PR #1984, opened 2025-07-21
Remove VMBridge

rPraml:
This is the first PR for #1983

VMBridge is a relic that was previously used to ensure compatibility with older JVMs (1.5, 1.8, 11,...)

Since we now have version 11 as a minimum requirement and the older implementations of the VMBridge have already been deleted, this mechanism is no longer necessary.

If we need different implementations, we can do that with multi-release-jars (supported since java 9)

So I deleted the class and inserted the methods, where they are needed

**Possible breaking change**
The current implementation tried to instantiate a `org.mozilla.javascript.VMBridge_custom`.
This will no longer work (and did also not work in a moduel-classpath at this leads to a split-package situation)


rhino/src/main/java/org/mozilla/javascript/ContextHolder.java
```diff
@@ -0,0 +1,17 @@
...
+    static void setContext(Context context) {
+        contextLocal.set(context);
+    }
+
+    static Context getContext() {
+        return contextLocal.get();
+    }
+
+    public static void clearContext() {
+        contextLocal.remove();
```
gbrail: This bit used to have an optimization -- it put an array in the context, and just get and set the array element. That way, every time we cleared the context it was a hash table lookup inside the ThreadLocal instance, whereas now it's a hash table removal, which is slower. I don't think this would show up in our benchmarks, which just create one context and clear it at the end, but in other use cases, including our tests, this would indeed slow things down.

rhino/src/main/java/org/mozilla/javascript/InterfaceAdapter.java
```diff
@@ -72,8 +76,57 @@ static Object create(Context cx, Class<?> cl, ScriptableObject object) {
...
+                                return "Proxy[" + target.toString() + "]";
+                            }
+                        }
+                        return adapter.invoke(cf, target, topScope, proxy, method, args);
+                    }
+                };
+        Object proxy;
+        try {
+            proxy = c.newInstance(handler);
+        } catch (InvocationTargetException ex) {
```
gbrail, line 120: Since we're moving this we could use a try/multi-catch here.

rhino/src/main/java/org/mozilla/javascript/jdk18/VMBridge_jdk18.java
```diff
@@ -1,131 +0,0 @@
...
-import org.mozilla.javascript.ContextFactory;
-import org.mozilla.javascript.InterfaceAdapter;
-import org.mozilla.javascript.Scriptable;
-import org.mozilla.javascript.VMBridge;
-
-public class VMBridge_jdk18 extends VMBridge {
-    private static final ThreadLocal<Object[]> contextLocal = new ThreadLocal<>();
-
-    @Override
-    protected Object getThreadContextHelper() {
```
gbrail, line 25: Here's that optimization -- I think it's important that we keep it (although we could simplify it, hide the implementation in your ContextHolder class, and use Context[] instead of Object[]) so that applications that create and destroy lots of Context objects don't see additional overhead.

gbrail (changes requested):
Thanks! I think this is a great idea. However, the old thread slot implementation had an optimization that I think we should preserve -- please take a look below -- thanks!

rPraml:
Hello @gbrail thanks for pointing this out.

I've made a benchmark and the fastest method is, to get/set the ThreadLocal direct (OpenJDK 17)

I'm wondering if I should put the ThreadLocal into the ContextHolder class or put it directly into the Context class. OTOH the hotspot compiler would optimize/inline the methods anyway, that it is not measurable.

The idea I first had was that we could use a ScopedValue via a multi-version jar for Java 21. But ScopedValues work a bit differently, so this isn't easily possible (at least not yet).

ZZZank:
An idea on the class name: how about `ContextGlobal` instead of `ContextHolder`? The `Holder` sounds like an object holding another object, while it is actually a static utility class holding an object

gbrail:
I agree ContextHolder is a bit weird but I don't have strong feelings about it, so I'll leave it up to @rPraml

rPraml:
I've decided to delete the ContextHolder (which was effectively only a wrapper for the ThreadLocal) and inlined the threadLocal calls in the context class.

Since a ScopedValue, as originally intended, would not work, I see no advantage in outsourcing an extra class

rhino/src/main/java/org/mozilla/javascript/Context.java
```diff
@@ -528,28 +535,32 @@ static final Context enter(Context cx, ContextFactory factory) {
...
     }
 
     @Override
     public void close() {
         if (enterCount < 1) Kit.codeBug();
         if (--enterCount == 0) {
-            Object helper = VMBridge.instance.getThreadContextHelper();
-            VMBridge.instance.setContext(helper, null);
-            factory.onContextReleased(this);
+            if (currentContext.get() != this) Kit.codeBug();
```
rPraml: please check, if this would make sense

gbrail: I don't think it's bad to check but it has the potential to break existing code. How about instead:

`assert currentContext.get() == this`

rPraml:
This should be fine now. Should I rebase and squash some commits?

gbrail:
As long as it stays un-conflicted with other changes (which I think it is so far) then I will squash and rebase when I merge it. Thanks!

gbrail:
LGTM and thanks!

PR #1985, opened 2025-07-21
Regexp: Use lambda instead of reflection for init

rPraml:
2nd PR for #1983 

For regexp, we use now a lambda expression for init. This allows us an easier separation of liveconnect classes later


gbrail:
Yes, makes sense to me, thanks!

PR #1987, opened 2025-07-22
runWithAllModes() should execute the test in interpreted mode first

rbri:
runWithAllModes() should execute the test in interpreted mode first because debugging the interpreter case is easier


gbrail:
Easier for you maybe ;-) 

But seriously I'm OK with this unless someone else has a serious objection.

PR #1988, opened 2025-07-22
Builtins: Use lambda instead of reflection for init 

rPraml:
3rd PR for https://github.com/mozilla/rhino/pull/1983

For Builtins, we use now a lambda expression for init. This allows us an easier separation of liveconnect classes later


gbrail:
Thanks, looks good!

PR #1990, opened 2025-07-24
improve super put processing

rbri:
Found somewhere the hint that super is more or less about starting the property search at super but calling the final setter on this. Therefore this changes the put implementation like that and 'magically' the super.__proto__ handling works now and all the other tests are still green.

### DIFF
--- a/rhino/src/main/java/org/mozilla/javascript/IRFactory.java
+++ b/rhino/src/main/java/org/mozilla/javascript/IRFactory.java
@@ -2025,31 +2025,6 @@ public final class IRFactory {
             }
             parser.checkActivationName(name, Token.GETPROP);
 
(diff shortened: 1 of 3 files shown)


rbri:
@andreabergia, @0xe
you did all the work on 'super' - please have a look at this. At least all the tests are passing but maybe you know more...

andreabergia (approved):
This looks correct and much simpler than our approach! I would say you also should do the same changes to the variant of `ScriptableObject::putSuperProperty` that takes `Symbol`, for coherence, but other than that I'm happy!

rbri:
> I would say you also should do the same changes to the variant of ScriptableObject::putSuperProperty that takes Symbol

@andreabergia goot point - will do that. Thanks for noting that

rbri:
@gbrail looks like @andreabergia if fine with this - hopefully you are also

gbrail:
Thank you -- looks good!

PROBLEM TO WORK ON
Each line of the material that has "instead" in it should be counted; reply with that number alone.

SOLUTION FOR THIS TASK
5